(Beginning of INFORMATION GIVEN)
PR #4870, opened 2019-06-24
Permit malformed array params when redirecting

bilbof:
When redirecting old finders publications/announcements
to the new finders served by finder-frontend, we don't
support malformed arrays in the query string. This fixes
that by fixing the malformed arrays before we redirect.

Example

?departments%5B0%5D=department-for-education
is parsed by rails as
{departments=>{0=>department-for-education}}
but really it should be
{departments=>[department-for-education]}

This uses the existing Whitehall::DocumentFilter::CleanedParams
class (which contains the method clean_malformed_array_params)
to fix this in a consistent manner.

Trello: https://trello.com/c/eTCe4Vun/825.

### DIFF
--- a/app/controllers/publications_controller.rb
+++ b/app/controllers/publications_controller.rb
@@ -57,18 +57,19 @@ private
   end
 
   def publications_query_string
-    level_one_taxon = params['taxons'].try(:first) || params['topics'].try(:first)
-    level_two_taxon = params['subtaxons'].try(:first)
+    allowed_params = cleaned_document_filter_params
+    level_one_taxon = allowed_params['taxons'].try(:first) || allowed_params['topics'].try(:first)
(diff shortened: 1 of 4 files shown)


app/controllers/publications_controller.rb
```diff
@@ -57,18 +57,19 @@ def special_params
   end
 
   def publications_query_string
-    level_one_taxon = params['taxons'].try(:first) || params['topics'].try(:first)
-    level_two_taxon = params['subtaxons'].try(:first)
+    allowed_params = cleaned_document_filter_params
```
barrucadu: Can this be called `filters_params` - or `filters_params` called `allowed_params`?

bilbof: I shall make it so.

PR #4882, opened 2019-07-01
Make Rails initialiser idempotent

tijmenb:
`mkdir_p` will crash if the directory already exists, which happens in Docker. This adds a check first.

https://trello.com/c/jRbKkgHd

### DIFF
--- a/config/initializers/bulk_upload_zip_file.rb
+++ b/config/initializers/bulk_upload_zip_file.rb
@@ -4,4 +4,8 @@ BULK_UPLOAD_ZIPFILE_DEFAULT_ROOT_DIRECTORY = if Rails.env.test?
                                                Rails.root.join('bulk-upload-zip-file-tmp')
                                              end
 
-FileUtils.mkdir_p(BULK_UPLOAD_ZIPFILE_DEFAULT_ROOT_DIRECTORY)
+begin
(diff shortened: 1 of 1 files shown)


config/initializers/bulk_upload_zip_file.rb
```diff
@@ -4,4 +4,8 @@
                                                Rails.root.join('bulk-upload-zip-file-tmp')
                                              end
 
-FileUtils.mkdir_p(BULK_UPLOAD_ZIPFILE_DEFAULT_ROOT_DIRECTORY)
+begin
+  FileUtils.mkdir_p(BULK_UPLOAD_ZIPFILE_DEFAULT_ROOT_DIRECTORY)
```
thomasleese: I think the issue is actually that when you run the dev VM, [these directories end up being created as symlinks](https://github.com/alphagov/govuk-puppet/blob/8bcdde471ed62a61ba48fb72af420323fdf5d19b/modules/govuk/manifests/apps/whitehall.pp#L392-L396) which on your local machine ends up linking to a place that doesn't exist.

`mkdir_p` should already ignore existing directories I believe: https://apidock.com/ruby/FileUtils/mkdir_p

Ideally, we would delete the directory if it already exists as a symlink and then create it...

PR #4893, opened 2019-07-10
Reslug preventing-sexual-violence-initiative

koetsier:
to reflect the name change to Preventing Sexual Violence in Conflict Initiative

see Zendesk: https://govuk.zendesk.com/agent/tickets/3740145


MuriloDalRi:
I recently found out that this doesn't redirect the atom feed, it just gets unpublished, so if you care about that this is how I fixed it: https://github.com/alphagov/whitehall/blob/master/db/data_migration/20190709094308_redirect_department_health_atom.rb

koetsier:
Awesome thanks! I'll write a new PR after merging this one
(End of INFORMATION GIVEN)
_PROBLEM STATEMENT_
Go through the records line by line and count those that contain the string "initializers". Answer with the count alone.

_ANSWER SPACE_
3